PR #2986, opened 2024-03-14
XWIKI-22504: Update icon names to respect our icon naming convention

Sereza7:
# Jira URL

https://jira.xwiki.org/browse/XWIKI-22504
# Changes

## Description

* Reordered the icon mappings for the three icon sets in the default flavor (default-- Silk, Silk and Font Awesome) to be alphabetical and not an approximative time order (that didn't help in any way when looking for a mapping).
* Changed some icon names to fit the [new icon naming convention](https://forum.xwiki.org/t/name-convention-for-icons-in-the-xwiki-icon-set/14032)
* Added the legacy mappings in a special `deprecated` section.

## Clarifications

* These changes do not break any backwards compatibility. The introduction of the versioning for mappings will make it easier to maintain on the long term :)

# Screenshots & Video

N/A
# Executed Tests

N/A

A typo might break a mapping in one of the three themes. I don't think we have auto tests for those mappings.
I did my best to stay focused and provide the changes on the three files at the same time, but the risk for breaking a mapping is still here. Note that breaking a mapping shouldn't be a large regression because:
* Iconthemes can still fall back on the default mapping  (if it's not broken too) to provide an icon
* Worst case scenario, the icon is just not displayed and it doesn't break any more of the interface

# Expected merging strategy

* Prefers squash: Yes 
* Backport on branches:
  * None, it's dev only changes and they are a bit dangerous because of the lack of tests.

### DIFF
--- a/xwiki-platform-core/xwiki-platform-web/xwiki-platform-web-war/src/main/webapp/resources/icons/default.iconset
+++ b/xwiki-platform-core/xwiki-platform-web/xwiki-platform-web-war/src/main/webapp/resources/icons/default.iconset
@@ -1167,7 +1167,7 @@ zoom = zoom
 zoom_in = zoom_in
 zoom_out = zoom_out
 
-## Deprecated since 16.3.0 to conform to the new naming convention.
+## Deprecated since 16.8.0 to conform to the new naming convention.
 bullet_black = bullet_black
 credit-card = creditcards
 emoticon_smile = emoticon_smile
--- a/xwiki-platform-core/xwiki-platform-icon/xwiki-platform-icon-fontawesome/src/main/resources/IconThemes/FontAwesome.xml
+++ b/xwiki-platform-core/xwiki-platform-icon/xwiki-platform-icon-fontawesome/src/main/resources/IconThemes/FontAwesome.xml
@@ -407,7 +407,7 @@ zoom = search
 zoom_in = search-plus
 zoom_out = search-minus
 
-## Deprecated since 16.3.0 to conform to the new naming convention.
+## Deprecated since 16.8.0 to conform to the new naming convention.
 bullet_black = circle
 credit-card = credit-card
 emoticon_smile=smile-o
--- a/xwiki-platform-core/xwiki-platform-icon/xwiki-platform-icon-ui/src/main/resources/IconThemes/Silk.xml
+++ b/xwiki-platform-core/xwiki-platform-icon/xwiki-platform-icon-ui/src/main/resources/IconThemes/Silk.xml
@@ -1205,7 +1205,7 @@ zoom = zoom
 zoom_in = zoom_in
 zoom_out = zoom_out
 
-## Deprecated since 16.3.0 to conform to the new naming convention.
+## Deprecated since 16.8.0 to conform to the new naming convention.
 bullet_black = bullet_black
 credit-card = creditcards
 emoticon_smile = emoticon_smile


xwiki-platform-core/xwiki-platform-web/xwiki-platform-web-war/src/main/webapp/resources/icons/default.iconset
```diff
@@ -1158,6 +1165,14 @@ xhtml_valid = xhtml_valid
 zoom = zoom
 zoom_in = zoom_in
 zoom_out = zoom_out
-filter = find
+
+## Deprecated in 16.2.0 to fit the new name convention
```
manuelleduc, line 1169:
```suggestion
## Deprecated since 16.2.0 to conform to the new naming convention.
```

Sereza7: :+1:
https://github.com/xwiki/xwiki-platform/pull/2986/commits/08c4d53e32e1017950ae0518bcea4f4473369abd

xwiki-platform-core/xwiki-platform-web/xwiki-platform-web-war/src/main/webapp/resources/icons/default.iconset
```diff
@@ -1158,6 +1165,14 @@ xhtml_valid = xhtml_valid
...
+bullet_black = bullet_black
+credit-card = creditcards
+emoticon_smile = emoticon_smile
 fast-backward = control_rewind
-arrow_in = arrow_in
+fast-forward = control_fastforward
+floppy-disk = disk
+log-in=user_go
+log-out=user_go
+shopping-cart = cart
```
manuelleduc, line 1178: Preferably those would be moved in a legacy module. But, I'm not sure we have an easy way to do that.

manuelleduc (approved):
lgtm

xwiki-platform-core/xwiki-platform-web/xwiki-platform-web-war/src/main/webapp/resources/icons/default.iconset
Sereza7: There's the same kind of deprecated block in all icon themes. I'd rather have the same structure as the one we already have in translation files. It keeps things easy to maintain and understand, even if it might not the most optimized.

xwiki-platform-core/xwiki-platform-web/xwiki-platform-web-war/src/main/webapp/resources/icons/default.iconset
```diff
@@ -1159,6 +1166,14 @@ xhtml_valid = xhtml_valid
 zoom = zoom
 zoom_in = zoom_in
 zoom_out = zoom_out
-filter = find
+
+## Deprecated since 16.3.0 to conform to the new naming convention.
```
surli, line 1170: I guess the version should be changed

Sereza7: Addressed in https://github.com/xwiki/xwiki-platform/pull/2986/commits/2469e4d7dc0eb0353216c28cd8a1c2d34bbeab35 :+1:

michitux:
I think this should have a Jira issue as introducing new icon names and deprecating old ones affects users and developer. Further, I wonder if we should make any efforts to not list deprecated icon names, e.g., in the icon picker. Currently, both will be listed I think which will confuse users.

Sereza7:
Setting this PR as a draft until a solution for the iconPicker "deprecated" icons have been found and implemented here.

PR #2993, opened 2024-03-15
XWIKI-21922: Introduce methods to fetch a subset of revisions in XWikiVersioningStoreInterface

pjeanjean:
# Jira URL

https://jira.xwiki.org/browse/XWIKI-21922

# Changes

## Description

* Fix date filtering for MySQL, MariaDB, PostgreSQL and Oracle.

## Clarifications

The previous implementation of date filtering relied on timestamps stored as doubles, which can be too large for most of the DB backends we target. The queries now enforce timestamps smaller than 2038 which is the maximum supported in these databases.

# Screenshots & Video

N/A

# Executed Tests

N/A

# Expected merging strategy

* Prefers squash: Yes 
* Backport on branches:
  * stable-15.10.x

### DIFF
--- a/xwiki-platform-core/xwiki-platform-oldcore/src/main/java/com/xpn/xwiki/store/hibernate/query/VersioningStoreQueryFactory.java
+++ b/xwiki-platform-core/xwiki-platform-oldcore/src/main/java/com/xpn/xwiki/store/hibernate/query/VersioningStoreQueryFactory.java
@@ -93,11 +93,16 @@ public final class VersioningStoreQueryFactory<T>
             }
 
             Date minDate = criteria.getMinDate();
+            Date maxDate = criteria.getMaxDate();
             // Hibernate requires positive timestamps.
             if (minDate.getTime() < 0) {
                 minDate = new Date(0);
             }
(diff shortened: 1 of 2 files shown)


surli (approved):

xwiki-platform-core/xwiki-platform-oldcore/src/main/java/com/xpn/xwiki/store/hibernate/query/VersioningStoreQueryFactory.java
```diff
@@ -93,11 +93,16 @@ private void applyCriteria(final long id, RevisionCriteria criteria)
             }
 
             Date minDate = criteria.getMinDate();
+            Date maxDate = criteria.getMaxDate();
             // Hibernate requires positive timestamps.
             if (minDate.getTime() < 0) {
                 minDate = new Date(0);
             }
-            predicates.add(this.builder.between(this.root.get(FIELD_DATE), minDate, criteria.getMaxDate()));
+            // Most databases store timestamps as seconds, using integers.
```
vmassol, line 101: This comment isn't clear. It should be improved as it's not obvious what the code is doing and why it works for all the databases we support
○ ○ ○ ○ ○ ○ ○
» REQUIRED WORK:
Some lines above contain the word "commits". Copy each of them.

» TASK OUTPUT:
https://github.com/xwiki/xwiki-platform/pull/2986/commits/08c4d53e32e1017950ae0518bcea4f4473369abd
Sereza7: Addressed in https://github.com/xwiki/xwiki-platform/pull/2986/commits/2469e4d7dc0eb0353216c28cd8a1c2d34bbeab35 :+1:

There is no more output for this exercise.